(Stored data entries)
◇ ◇ ◇ ◇ ◇
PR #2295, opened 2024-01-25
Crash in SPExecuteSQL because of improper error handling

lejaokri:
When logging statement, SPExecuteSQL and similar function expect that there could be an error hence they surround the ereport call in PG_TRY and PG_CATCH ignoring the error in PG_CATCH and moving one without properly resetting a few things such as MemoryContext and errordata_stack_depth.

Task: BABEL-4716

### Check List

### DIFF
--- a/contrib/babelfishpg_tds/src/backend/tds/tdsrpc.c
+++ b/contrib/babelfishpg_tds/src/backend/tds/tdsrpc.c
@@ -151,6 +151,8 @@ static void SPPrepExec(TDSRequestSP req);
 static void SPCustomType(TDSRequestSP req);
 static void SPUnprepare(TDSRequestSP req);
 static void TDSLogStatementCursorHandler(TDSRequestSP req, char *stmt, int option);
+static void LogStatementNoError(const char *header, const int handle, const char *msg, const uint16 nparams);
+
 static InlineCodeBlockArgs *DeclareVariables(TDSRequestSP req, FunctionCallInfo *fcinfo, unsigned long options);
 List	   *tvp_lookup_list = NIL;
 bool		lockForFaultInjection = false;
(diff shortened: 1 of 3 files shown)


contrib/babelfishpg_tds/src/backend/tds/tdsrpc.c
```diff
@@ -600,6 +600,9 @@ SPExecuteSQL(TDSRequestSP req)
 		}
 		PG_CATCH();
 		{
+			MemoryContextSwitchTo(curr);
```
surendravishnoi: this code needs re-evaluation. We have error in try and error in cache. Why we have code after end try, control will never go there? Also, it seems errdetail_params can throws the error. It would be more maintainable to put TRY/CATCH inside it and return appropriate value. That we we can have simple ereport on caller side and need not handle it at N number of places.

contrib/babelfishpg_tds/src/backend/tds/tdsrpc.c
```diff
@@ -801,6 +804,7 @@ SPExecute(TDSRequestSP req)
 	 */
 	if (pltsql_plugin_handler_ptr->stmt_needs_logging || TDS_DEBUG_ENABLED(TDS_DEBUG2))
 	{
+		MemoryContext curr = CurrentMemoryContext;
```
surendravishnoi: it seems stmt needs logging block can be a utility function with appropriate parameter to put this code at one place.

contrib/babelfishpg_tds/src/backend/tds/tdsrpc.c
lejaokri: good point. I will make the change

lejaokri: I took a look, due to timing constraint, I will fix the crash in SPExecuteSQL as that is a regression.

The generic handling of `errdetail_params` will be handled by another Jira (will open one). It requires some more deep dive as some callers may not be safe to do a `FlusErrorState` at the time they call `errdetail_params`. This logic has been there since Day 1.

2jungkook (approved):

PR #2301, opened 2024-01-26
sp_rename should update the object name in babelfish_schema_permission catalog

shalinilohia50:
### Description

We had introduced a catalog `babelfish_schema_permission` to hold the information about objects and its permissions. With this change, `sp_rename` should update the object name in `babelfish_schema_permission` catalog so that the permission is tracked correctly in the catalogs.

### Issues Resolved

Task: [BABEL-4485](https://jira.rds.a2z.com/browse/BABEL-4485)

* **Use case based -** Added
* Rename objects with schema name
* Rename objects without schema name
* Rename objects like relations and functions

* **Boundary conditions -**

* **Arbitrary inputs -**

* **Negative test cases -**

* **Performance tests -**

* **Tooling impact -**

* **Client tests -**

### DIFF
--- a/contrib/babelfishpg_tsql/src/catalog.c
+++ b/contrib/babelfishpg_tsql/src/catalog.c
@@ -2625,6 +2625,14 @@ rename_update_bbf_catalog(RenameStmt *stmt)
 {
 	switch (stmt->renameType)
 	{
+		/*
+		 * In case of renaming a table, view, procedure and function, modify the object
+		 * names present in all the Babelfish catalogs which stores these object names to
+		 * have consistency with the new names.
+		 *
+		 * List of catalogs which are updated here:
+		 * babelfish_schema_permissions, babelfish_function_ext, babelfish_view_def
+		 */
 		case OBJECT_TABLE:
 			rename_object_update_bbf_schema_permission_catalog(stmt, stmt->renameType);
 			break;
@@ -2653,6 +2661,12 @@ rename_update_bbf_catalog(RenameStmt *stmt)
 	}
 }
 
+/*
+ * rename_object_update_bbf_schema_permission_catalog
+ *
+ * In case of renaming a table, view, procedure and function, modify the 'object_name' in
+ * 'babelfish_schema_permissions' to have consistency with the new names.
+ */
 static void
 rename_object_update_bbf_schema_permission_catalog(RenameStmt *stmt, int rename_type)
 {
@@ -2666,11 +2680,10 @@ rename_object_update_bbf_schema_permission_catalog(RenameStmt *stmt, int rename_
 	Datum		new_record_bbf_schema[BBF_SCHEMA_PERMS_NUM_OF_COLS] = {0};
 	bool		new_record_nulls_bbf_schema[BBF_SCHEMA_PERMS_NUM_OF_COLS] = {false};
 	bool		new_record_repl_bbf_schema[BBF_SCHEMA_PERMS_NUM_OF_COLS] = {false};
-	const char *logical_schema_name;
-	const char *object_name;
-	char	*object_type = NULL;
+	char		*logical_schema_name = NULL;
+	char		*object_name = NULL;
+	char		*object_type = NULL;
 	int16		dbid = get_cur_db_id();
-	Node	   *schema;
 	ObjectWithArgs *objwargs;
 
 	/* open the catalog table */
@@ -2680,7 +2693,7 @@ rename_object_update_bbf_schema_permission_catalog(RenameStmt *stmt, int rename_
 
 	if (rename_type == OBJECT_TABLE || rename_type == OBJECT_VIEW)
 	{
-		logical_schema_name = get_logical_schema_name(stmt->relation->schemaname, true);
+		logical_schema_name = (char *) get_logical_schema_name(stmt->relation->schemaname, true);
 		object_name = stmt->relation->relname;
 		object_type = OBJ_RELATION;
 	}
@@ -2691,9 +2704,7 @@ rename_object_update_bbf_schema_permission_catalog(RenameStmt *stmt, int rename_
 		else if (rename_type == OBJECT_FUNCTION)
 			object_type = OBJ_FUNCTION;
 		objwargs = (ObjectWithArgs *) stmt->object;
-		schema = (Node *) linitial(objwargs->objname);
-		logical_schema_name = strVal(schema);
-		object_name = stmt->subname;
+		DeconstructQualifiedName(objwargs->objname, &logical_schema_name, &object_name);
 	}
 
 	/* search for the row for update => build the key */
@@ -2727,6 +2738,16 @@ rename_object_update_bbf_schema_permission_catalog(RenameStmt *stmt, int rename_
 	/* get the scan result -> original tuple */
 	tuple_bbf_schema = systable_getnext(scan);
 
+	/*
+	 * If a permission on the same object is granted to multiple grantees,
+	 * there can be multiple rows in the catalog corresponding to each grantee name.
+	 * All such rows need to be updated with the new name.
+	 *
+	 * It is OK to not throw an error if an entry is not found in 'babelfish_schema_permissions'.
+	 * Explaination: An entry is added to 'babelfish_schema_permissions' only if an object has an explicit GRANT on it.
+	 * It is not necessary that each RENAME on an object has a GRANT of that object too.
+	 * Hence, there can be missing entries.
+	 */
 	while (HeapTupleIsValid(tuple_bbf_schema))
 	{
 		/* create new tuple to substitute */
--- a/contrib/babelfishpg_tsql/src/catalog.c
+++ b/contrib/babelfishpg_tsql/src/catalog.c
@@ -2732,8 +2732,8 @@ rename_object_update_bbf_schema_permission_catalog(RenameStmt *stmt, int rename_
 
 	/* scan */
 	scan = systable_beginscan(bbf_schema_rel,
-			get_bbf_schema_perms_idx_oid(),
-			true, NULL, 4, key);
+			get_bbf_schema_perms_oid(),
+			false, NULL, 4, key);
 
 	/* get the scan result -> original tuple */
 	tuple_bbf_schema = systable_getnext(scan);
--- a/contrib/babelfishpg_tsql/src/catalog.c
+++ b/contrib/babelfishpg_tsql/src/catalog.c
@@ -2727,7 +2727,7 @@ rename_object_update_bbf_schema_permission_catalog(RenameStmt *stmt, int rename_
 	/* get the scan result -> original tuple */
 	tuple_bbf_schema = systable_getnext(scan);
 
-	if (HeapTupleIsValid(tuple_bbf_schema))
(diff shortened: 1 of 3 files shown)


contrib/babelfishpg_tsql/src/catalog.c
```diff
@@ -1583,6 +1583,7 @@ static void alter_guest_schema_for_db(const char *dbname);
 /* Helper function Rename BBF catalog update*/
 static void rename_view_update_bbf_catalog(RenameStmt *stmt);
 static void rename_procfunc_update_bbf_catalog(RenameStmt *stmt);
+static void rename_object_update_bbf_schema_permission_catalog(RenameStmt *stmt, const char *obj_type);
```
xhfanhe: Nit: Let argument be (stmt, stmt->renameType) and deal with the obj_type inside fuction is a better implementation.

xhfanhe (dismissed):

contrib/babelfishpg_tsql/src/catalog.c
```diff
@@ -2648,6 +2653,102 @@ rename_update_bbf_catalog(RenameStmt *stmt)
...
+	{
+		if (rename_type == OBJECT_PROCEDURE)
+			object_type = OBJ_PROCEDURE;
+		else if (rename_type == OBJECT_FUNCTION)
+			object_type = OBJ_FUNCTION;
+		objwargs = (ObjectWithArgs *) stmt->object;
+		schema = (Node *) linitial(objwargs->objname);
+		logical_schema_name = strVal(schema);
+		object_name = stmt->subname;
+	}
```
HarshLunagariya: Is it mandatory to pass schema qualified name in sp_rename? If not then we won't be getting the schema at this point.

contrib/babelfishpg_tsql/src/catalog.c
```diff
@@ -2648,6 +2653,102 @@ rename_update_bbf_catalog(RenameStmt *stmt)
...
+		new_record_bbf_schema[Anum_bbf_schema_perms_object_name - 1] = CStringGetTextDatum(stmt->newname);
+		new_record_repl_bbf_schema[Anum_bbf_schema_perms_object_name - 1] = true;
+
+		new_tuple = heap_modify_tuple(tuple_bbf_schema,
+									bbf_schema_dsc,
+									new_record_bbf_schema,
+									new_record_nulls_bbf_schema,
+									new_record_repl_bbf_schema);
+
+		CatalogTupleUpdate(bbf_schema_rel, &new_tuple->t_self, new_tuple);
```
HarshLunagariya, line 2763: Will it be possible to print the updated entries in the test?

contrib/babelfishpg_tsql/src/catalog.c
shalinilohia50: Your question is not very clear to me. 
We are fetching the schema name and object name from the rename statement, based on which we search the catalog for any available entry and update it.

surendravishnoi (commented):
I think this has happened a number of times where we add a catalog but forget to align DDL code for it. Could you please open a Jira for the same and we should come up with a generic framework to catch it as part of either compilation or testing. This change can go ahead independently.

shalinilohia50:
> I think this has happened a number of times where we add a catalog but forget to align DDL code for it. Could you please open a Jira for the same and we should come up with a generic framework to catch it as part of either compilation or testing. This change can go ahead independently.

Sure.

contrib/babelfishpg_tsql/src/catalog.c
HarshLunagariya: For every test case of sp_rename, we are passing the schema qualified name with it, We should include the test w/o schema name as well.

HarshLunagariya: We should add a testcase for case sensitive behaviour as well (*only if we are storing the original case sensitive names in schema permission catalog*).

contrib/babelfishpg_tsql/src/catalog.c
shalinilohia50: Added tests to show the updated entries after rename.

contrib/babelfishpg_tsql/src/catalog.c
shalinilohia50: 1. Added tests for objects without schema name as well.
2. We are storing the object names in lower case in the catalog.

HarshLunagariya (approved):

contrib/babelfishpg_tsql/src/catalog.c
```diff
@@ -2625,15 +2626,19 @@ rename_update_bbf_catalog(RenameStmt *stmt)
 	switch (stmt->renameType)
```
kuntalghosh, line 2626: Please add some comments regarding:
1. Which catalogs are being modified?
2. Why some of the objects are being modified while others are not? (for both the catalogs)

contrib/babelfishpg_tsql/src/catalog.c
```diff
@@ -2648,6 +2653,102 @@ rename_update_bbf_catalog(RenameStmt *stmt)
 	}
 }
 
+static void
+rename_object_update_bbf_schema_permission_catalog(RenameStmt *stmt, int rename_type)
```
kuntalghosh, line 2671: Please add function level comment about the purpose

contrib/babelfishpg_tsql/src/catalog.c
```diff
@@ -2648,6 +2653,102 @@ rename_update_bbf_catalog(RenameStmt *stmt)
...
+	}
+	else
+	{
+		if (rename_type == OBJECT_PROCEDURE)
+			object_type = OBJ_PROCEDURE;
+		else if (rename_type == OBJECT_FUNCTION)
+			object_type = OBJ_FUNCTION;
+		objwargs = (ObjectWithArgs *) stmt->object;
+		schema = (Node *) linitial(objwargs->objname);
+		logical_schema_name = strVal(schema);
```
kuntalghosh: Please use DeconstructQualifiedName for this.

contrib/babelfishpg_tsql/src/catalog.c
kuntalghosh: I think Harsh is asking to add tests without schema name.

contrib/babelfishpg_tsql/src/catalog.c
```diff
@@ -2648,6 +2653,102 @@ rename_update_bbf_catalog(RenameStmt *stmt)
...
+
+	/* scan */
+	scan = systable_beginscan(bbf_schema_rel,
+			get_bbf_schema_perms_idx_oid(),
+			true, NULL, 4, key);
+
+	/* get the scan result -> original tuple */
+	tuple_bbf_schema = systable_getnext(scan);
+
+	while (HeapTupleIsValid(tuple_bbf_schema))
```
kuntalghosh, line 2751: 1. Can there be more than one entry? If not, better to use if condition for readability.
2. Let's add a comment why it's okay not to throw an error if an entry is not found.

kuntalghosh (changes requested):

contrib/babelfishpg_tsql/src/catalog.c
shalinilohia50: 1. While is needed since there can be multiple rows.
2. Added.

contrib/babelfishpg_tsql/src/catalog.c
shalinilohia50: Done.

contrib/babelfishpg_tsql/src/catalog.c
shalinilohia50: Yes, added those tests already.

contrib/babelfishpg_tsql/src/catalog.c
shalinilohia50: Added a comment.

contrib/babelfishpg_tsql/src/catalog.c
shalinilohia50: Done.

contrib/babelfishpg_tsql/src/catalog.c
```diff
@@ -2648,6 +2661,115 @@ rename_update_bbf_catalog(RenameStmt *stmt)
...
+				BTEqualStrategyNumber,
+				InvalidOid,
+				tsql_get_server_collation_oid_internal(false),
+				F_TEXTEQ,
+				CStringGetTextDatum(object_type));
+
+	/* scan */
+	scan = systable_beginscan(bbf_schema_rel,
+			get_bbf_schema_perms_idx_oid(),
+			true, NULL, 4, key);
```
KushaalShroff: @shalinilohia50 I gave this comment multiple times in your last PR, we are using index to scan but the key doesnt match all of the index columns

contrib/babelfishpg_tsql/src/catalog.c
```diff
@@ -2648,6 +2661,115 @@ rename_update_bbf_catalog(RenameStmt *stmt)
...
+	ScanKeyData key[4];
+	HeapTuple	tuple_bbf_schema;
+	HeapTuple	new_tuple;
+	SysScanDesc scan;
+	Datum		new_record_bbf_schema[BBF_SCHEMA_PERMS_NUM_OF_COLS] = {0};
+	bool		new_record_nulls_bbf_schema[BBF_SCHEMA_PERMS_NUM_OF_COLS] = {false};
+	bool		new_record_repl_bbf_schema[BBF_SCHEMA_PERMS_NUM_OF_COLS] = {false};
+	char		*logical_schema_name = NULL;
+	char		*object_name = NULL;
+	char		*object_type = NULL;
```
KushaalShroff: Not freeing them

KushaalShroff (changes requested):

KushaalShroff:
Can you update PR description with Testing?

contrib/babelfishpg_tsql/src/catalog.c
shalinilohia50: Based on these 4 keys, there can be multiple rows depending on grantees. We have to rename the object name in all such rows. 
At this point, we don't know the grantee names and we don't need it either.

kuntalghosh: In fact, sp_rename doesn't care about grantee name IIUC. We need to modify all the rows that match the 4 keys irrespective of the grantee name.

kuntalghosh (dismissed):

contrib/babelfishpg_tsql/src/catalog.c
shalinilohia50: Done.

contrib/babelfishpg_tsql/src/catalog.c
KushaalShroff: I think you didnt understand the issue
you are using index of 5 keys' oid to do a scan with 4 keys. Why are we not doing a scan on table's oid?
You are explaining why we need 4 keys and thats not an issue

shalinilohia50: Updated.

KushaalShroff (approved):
◇ ◇ ◇ ◇ ◇
**EXERCISE DIRECTIONS:** Scan the records above and count the lines that contain "objwargs". No text besides the count.

**RESPONSE TO THIS EXERCISE:** 8